Action item: From the first line to the last, return the data exactly as written.

Data provided:
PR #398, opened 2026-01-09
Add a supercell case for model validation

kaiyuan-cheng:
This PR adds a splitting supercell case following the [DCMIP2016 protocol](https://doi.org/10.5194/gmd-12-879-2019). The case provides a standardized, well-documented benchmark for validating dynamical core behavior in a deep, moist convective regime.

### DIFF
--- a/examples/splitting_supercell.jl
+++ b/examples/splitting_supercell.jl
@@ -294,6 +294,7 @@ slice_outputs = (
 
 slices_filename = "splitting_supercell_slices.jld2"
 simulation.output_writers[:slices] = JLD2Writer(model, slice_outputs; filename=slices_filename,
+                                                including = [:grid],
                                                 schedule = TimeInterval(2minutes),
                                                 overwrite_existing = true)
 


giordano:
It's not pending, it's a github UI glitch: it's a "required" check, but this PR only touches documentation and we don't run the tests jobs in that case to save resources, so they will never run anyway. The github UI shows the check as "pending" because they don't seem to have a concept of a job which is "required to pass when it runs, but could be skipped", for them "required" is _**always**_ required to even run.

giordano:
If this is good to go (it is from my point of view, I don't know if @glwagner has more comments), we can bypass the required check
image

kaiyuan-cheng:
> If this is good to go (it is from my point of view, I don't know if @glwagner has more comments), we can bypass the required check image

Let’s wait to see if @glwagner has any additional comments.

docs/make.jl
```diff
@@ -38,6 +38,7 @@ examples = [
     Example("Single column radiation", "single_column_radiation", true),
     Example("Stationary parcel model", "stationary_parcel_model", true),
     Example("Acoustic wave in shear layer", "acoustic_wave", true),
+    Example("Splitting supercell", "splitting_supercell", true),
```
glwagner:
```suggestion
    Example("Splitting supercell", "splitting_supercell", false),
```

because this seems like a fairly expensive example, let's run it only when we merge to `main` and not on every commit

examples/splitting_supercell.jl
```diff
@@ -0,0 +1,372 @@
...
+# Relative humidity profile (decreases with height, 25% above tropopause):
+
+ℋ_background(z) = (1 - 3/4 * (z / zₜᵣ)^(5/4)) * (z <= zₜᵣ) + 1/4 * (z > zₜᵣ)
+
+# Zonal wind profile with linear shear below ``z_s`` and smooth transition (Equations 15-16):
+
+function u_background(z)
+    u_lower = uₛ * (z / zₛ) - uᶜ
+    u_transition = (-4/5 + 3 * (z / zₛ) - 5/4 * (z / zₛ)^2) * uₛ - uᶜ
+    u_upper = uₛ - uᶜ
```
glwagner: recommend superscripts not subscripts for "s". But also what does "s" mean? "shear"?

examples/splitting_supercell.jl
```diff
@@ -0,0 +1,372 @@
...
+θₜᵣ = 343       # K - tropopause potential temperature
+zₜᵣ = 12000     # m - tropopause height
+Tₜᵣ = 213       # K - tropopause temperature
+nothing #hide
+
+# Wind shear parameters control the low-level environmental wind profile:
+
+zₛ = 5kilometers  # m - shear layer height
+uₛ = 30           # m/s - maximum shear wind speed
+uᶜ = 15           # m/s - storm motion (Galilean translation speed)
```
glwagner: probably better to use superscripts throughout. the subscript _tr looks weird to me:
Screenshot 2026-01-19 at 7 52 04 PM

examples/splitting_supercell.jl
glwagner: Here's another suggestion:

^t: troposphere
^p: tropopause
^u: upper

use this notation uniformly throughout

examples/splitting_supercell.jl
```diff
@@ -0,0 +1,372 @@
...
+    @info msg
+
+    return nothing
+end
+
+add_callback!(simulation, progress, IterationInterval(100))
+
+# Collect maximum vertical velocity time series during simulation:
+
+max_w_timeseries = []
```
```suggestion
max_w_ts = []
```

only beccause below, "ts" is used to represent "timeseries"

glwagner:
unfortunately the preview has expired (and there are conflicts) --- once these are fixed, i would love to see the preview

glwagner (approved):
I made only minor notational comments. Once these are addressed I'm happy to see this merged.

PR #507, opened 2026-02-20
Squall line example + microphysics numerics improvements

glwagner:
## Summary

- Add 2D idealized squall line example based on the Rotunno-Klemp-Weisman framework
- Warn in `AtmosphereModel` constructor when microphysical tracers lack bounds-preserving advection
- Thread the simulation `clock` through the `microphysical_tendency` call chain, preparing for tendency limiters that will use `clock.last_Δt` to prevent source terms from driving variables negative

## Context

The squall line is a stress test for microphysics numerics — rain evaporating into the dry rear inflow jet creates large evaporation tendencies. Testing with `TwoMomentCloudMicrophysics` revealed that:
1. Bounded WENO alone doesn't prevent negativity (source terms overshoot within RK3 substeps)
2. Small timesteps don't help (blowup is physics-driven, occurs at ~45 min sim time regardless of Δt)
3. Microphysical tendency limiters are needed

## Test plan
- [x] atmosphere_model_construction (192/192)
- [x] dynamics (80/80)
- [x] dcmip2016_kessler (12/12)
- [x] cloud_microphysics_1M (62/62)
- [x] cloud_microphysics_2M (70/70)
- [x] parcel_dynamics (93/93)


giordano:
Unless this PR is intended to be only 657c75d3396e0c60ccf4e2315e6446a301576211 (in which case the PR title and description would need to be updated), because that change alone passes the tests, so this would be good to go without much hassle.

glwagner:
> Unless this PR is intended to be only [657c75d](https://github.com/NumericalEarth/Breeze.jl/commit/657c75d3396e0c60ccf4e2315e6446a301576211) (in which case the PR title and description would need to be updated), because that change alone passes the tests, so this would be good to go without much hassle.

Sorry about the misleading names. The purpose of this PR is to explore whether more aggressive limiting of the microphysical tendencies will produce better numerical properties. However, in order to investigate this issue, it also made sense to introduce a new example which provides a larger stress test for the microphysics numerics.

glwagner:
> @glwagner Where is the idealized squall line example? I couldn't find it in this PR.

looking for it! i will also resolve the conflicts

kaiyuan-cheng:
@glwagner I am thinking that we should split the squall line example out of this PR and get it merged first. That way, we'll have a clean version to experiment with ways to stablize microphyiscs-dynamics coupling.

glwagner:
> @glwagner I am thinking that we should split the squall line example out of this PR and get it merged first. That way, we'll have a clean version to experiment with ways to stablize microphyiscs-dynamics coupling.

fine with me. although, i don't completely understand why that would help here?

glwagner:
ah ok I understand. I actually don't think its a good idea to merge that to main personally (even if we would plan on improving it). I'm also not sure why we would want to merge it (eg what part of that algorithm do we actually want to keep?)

Exercise solution:
PR #398, opened 2026-01-09
Add a supercell case for model validation

kaiyuan-cheng:
This PR adds a splitting supercell case following the [DCMIP2016 protocol](https://doi.org/10.5194/gmd-12-879-2019). The case provides a standardized, well-documented benchmark for validating dynamical core behavior in a deep, moist convective regime.

### DIFF
--- a/examples/splitting_supercell.jl
+++ b/examples/splitting_supercell.jl
@@ -294,6 +294,7 @@ slice_outputs = (
 
 slices_filename = "splitting_supercell_slices.jld2"
 simulation.output_writers[:slices] = JLD2Writer(model, slice_outputs; filename=slices_filename,
+                                                including = [:grid],
                                                 schedule = TimeInterval(2minutes),
                                                 overwrite_existing = true)
 


giordano:
It's not pending, it's a github UI glitch: it's a "required" check, but this PR only touches documentation and we don't run the tests jobs in that case to save resources, so they will never run anyway. The github UI shows the check as "pending" because they don't seem to have a concept of a job which is "required to pass when it runs, but could be skipped", for them "required" is _**always**_ required to even run.

giordano:
If this is good to go (it is from my point of view, I don't know if @glwagner has more comments), we can bypass the required check
image

kaiyuan-cheng:
> If this is good to go (it is from my point of view, I don't know if @glwagner has more comments), we can bypass the required check image

Let’s wait to see if @glwagner has any additional comments.

docs/make.jl
```diff
@@ -38,6 +38,7 @@ examples = [
     Example("Single column radiation", "single_column_radiation", true),
     Example("Stationary parcel model", "stationary_parcel_model", true),
     Example("Acoustic wave in shear layer", "acoustic_wave", true),
+    Example("Splitting supercell", "splitting_supercell", true),
```
glwagner:
```suggestion
    Example("Splitting supercell", "splitting_supercell", false),
```

because this seems like a fairly expensive example, let's run it only when we merge to `main` and not on every commit

examples/splitting_supercell.jl
```diff
@@ -0,0 +1,372 @@
...
+# Relative humidity profile (decreases with height, 25% above tropopause):
+
+ℋ_background(z) = (1 - 3/4 * (z / zₜᵣ)^(5/4)) * (z <= zₜᵣ) + 1/4 * (z > zₜᵣ)
+
+# Zonal wind profile with linear shear below ``z_s`` and smooth transition (Equations 15-16):
+
+function u_background(z)
+    u_lower = uₛ * (z / zₛ) - uᶜ
+    u_transition = (-4/5 + 3 * (z / zₛ) - 5/4 * (z / zₛ)^2) * uₛ - uᶜ
+    u_upper = uₛ - uᶜ
```
glwagner: recommend superscripts not subscripts for "s". But also what does "s" mean? "shear"?

examples/splitting_supercell.jl
```diff
@@ -0,0 +1,372 @@
...
+θₜᵣ = 343       # K - tropopause potential temperature
+zₜᵣ = 12000     # m - tropopause height
+Tₜᵣ = 213       # K - tropopause temperature
+nothing #hide
+
+# Wind shear parameters control the low-level environmental wind profile:
+
+zₛ = 5kilometers  # m - shear layer height
+uₛ = 30           # m/s - maximum shear wind speed
+uᶜ = 15           # m/s - storm motion (Galilean translation speed)
```
glwagner: probably better to use superscripts throughout. the subscript _tr looks weird to me:
Screenshot 2026-01-19 at 7 52 04 PM

examples/splitting_supercell.jl
glwagner: Here's another suggestion:

^t: troposphere
^p: tropopause
^u: upper

use this notation uniformly throughout

examples/splitting_supercell.jl
```diff
@@ -0,0 +1,372 @@
...
+    @info msg
+
+    return nothing
+end
+
+add_callback!(simulation, progress, IterationInterval(100))
+
+# Collect maximum vertical velocity time series during simulation:
+
+max_w_timeseries = []
```
```suggestion
max_w_ts = []
```

only beccause below, "ts" is used to represent "timeseries"

glwagner:
unfortunately the preview has expired (and there are conflicts) --- once these are fixed, i would love to see the preview

glwagner (approved):
I made only minor notational comments. Once these are addressed I'm happy to see this merged.

PR #507, opened 2026-02-20
Squall line example + microphysics numerics improvements

glwagner:
## Summary

- Add 2D idealized squall line example based on the Rotunno-Klemp-Weisman framework
- Warn in `AtmosphereModel` constructor when microphysical tracers lack bounds-preserving advection
- Thread the simulation `clock` through the `microphysical_tendency` call chain, preparing for tendency limiters that will use `clock.last_Δt` to prevent source terms from driving variables negative

## Context

The squall line is a stress test for microphysics numerics — rain evaporating into the dry rear inflow jet creates large evaporation tendencies. Testing with `TwoMomentCloudMicrophysics` revealed that:
1. Bounded WENO alone doesn't prevent negativity (source terms overshoot within RK3 substeps)
2. Small timesteps don't help (blowup is physics-driven, occurs at ~45 min sim time regardless of Δt)
3. Microphysical tendency limiters are needed

## Test plan
- [x] atmosphere_model_construction (192/192)
- [x] dynamics (80/80)
- [x] dcmip2016_kessler (12/12)
- [x] cloud_microphysics_1M (62/62)
- [x] cloud_microphysics_2M (70/70)
- [x] parcel_dynamics (93/93)


giordano:
Unless this PR is intended to be only 657c75d3396e0c60ccf4e2315e6446a301576211 (in which case the PR title and description would need to be updated), because that change alone passes the tests, so this would be good to go without much hassle.

glwagner:
> Unless this PR is intended to be only [657c75d](https://github.com/NumericalEarth/Breeze.jl/commit/657c75d3396e0c60ccf4e2315e6446a301576211) (in which case the PR title and description would need to be updated), because that change alone passes the tests, so this would be good to go without much hassle.

Sorry about the misleading names. The purpose of this PR is to explore whether more aggressive limiting of the microphysical tendencies will produce better numerical properties. However, in order to investigate this issue, it also made sense to introduce a new example which provides a larger stress test for the microphysics numerics.

glwagner:
> @glwagner Where is the idealized squall line example? I couldn't find it in this PR.

looking for it! i will also resolve the conflicts

kaiyuan-cheng:
@glwagner I am thinking that we should split the squall line example out of this PR and get it merged first. That way, we'll have a clean version to experiment with ways to stablize microphyiscs-dynamics coupling.

glwagner:
> @glwagner I am thinking that we should split the squall line example out of this PR and get it merged first. That way, we'll have a clean version to experiment with ways to stablize microphyiscs-dynamics coupling.

fine with me. although, i don't completely understand why that would help here?

glwagner:
ah ok I understand. I actually don't think its a good idea to merge that to main personally (even if we would plan on improving it). I'm also not sure why we would want to merge it (eg what part of that algorithm do we actually want to keep?)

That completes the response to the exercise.